For the listing that follows, give again exactly the lines from the one with "### Description of problem" to the one with "Non-BCSC users entering", including both.
Segment Start: Extracted records
PR #3725, opened 2026-04-21
feat: wire BCSC agent init via ViewModel + provider

jleach:
Part of #3720 (PR 2 of 2, stacked on #3724). Activates the agent service from PR1 inside the BCSC shell via `useAgentSetupViewModel` + `BCSCAgentProvider`, mounted in `BCSCRootStack` between the `!didAuthenticate` and `!verified` branches so VerifyStack, MainStack, and any future credential-consuming feature run inside the live agent context.

On failure, the provider calls `emitErrorModal` (once per error transition) with 2901/2902 strings and a Retry action; the LoadingScreen stays mounted underneath. `isAppError`/`instanceof AppError` is used to preserve typed errors thrown by the service and wrap anything else as 2901 with the original as `cause`.

### DIFF
--- a/app/src/bcsc-theme/features/agent/BCSCAgentProvider.tsx
+++ b/app/src/bcsc-theme/features/agent/BCSCAgentProvider.tsx
@@ -1,41 +1,24 @@
-import { useErrorAlert } from '@/contexts/ErrorAlertContext'
 import { AgentProvider } from '@bifold/core'
-import React, { PropsWithChildren, useEffect, useRef } from 'react'
+import React, { PropsWithChildren } from 'react'
 import { useTranslation } from 'react-i18next'
 
 import { LoadingScreen } from '../../contexts/BCSCLoadingContext'
 
 import useAgentSetupViewModel from './useAgentSetupViewModel'
 
+// Non-blocking on error: init failures are logged by the ViewModel but we do
+// not surface a modal — children render without an active agent context, and
+// downstream credential features will surface their own errors when invoked.
 const BCSCAgentProvider: React.FC<PropsWithChildren> = ({ children }) => {
   const { t } = useTranslation()
-  const { emitErrorModal } = useErrorAlert()
-  const { agent, status, error, retry } = useAgentSetupViewModel()
-  const lastErrorCodeRef = useRef<number | null>(null)
-
-  useEffect(() => {
-    if (status !== 'error' || !error) {
-      lastErrorCodeRef.current = null
-      return
-    }
-
-    if (lastErrorCodeRef.current === error.statusCode) {
-      return
-    }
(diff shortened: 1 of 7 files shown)


app/src/bcsc-theme/navigators/RootStack.tsx
```diff
@@ -65,15 +66,27 @@ const BCSCRootStack: React.FC = () => {
...
+  if (verified === false) {
     return (
       <BCSCActivityProvider>
         <VerifyStack />
       </BCSCActivityProvider>
     )
   }
 
-  if (store.bcscSecure.verified === true) {
+  if (verified === true) {
```
MacDeluca: thought: These changes are going to conflict with this https://github.com/bcgov/bc-wallet-mobile/pull/3732/changes#diff-cd4337025e4f3a3957a7b764c1f702b95748857e080ef89463c434ba7699d96f

suggestion: The VerifyStack doesn't require the Agent and therefore we don't need to wrap with BCSCAgentProvider. We can probably just wrap the MainStack for now?

jleach: Conflict with #3732: rebased PR1 onto `release/v4.1.0` (which now includes #3732), then re-stacked PR2 on top. Resolved the `RootStack.tsx` conflict to keep the new `verifiedStatus === IN_PROGRESS` condition.

 Wrapping only MainStack: agreed, VerifyStack doesn't need the agent yet — moved BCSCAgentProvider down to wrap just BCSCMainStack. Also let me drop the AuthenticatedStack sub-component, so the diff vs release is now basically one line.

app/src/bcsc-theme/features/agent/BCSCAgentProvider.tsx
```diff
@@ -0,0 +1,44 @@
...
+    lastErrorCodeRef.current = error.statusCode
+
+    const title = t(`Error.Title${error.statusCode}`)
+    const description = t(`Error.Message${error.statusCode}`)
+    emitErrorModal(title, description, error, {
+      action: {
+        text: t('Init.Retry'),
+        onPress: retry,
+      },
+    })
```
bryce-mcmath: Should agent errors put up a modal to users or should they just log? The user-facing error might be kind of a divergence from the non-blocking approach

bryce-mcmath (changes requested):
I think maybe non-blocking means avoiding fullscreen errors unless necessary — users can still see if the wallet features are available on relevant tabs now that the status is available

app/src/bcsc-theme/features/agent/BCSCAgentProvider.tsx
jleach: Done.

bryce-mcmath (approved):

Issue #3794, opened 2026-05-04
Potential missing nickname issue


bryce-mcmath:
### Description

On iOS, the prod BCSC app installed in 2023 and used infrequently since, might fail to populate the nickname when upgraded to v4. It's hard to know for certain as the situation that produced this result was a bit odd — we accidentally installed a BC Wallet build overtop first, then tried to recreate the same situation with a freshly installed v3 but we weren't able to. Worth installing an early 2023 version of the app, verifying by send video, then upgrading to the latest main of v4.

PR #3795, opened 2026-05-05
fix: use displayName as fallback for missing nickname from earlier v3

bryce-mcmath:
# Summary of Changes

Two changes:
- use displayName as fallback nickname in initial account check
- change button to "Continue" rather than "Continue setup" so if someone verified manages to migrate without a displayName or nickname, they don't mistakenly think they need to re-verify

# Testing Instructions
In ias-ios:
```zsh
git checkout 3.5.1_489
# install, get verified
git checkout 3.12.0_618
# install, unlock app
# then build this branch overtop, confirm nickname gets set to displayName (will be given name or family name)
```

Then, do a fresh install of this branch and create an account but don't yet create a nickname. Cycle the app and check that the button shown says "Continue" not "Continue setup"

# Acceptance Criteria

Fallback works, button label changes

N/A

# Related Issues

#3794

### DIFF
--- a/app/src/bcsc-theme/api/hooks/useInitializeAccountStatus.test.tsx
+++ b/app/src/bcsc-theme/api/hooks/useInitializeAccountStatus.test.tsx
@@ -167,9 +167,9 @@ describe('useInitializeAccountStatus', () => {
     expect(mockDispatch).not.toHaveBeenCalledWith(expect.objectContaining({ type: BCDispatchAction.ADD_NICKNAME }))
   })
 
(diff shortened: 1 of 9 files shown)


jleach:
Nice-to-have, not blocking: `Global.ContinueSetup` is now orphaned in the locale files (`en`, `fr`, `pt-br`) after the rename. Fine to clean up here or punt to a later change.

jleach (approved):
Tested on iOS. Worked as expected. Last name used as nickname for fallback.

Issue #3796, opened 2026-05-05
QR process fails Removal of Source


RaulConstan:
### Description of problem
The Remove process repeats on the Source phone.

NOTE: the process is repeatable iOS to Android and Android to iOS.

### Expected behavior
Per v3

### Steps to reproduce
1. Source = iOS 26.3.1 BCSC v4.0.0 build 6365
2. Target = Android 16 BCSC v4.0.0 build 6365
See video

### Screenshots and/or log output

https://github.com/user-attachments/assets/1d49de84-7567-43b1-aeca-042c091556e6

### Environment
SIT

Build #:
6365

Android Device Model:

iOS Device Model:

gvodden:
I just recreated this on my iphone 11.

It wasn't clear to me from the ticket that the screen was backing up a step on its own, but my iphone 11 just did that.
I tapped the first "remove account" button and the screen proceeded to the confirmation buttons, and then in about 2 seconds, it automatically backed up a screen.

gvodden:
https://github.com/user-attachments/assets/3de26f4c-5876-47c3-8658-251e2d8382e4
my video showing the screen going back without interaction, and when I did tap the confirmation quick enough, it worked.

gvodden:
https://github.com/user-attachments/assets/857c2eb3-d15a-48e2-8663-97dbad6e50a0
second video - same experience going the other way

jleach:
Fixed in 6368.

gvodden:
looks good to me in 6368

RaulConstan:
confirmed in 6376.

PR #3797, opened 2026-05-06
fix: interval cleanup on transfer account

bryce-mcmath:
# Summary of Changes

Intervals in the transfer account feature weren't being cleaned up properly, resulting in repeated navigation back to the same screen

# Testing Instructions

Transfer some accounts and try to slowly go through the remove account process on the transferrer

# Acceptance Criteria

No unwanted navigation

N/A

# Related Issues

#3796


al-rosenthal (approved):
tested on both iOS and android and it works as expected

jleach (approved):

PR #3800, opened 2026-05-06
fix: birthdate off-by-one in non-BCSC verification request

jleach:
Non-BCSC users entering DOB `2000-01-01` had `1999-12-31` sent to IAS. Cause: `new Date('YYYY-MM-DD')` parses as UTC midnight per ECMAScript, so in any TZ west of UTC the stored Date represented the prior calendar day, and the residential-address submission then formatted it back in local time.

The BCSC card flow already dodged this via `moment(value, format).toDate()`; the non-photo path slipped in with a plain `new Date(...)`.

Pulled the parsing into a shared `parseBirthdateToLocalDate` helper so both DOB-entry paths build local-midnight Dates from the same code, plus a TZ-invariant regression test (asserts local Date components instead of relying on `TZ=GMT` masking the bug).

# Manual Testin

1. Do a BCSC activation, should accept DoB as expected.

2. Do a Non-BCSC activation, the DoB you enter for ID 1 should be shown in the `idcheck` process. I did send video.


al-rosenthal (approved):
I've tested this locally and it works as expected

bryce-mcmath (approved):

Issue #3804, opened 2026-05-06
Verify In Person instructions are showing BCSC language for Non-BCSC flow.


gvodden:
### Expected behavior
Screen should not reference BC Services Card or Card Serial number, and should tell user to bring the ID types that were selected during setup.

Actual Behaviour:  Screen instructs the user to bring a BC Services Card, and shows the first document number entered as a "card serial number"

### Steps to reproduce
Compare v4 (left) with v3.15 (right):

<img width="958" height="1140" alt="Image" src="https://github.com/user-attachments/assets/0de4008b-6b06-41ba-82c5-ce0af0fbf705" />

### Environment

Build #:

Android Device Model:

iOS Device Model:

bryce-mcmath:
will be in 6376

RaulConstan:
Confirmed in 6376 non-BCSC flow:

<img width="462" height="1128" alt="Image" src="https://github.com/user-attachments/assets/af9c033e-5457-4627-b73a-8f3a7aa4d347" />

RaulConstan:
Confirmed in 6376 BCSC flow:

<img width="462" height="1128" alt="Image" src="https://github.com/user-attachments/assets/21664867-f583-4e8b-afbb-d9d36fd30892" />

PR #3806, opened 2026-05-06
fix: copy on in-person verification screen

bryce-mcmath:
# Summary of Changes

Non-BCSC specific copy for verify in person screen

# Testing Instructions

Do a non-BCSC verify in person flow

# Acceptance Criteria

Copy looks correct as per related issue

IMG_0456

# Related Issues

#3804

### DIFF
--- a/app/src/localization/en/index.ts
+++ b/app/src/localization/en/index.ts
@@ -757,6 +757,7 @@ const translation = {
       "WhereToGoLink": "A Service BC Location",
       "WhatToBring": "What to bring",
       "ThisDevice": "This device",
+      "YourID": "Your ID, including",
       "YourBCServicesCard": "Your BC Services Card - if it's a non-photo card, bring your additional ID too",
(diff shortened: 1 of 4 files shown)


app/src/localization/en/index.ts
```diff
@@ -757,6 +757,7 @@ const translation = {
       "WhereToGoLink": "A Service BC Location",
       "WhatToBring": "What to bring",
       "ThisDevice": "This device",
+      "YourID": "Your ID, including",
```
al-rosenthal, line 760: no French and portuguese versions?

jleach (approved):
Confirmed on iOS, copy changed.

app/src/localization/en/index.ts
jleach: +1

bryce-mcmath: app is english only until phase 2 or later

al-rosenthal (approved):
ran locally and copy is changed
Segment End: Extracted records
• _Response below_
### Description of problem
The Remove process repeats on the Source phone.

NOTE: the process is repeatable iOS to Android and Android to iOS.

### Expected behavior
Per v3

### Steps to reproduce
1. Source = iOS 26.3.1 BCSC v4.0.0 build 6365
2. Target = Android 16 BCSC v4.0.0 build 6365
See video

### Screenshots and/or log output

https://github.com/user-attachments/assets/1d49de84-7567-43b1-aeca-042c091556e6

### Environment
SIT

Build #:
6365

Android Device Model:

iOS Device Model:

gvodden:
I just recreated this on my iphone 11.

It wasn't clear to me from the ticket that the screen was backing up a step on its own, but my iphone 11 just did that.
I tapped the first "remove account" button and the screen proceeded to the confirmation buttons, and then in about 2 seconds, it automatically backed up a screen.

gvodden:
https://github.com/user-attachments/assets/3de26f4c-5876-47c3-8658-251e2d8382e4
my video showing the screen going back without interaction, and when I did tap the confirmation quick enough, it worked.

gvodden:
https://github.com/user-attachments/assets/857c2eb3-d15a-48e2-8663-97dbad6e50a0
second video - same experience going the other way

jleach:
Fixed in 6368.

gvodden:
looks good to me in 6368

RaulConstan:
confirmed in 6376.

PR #3797, opened 2026-05-06
fix: interval cleanup on transfer account

bryce-mcmath:
# Summary of Changes

Intervals in the transfer account feature weren't being cleaned up properly, resulting in repeated navigation back to the same screen

# Testing Instructions

Transfer some accounts and try to slowly go through the remove account process on the transferrer

# Acceptance Criteria

No unwanted navigation

N/A

# Related Issues

#3796


al-rosenthal (approved):
tested on both iOS and android and it works as expected

jleach (approved):

PR #3800, opened 2026-05-06
fix: birthdate off-by-one in non-BCSC verification request

jleach:
Non-BCSC users entering DOB `2000-01-01` had `1999-12-31` sent to IAS. Cause: `new Date('YYYY-MM-DD')` parses as UTC midnight per ECMAScript, so in any TZ west of UTC the stored Date represented the prior calendar day, and the residential-address submission then formatted it back in local time.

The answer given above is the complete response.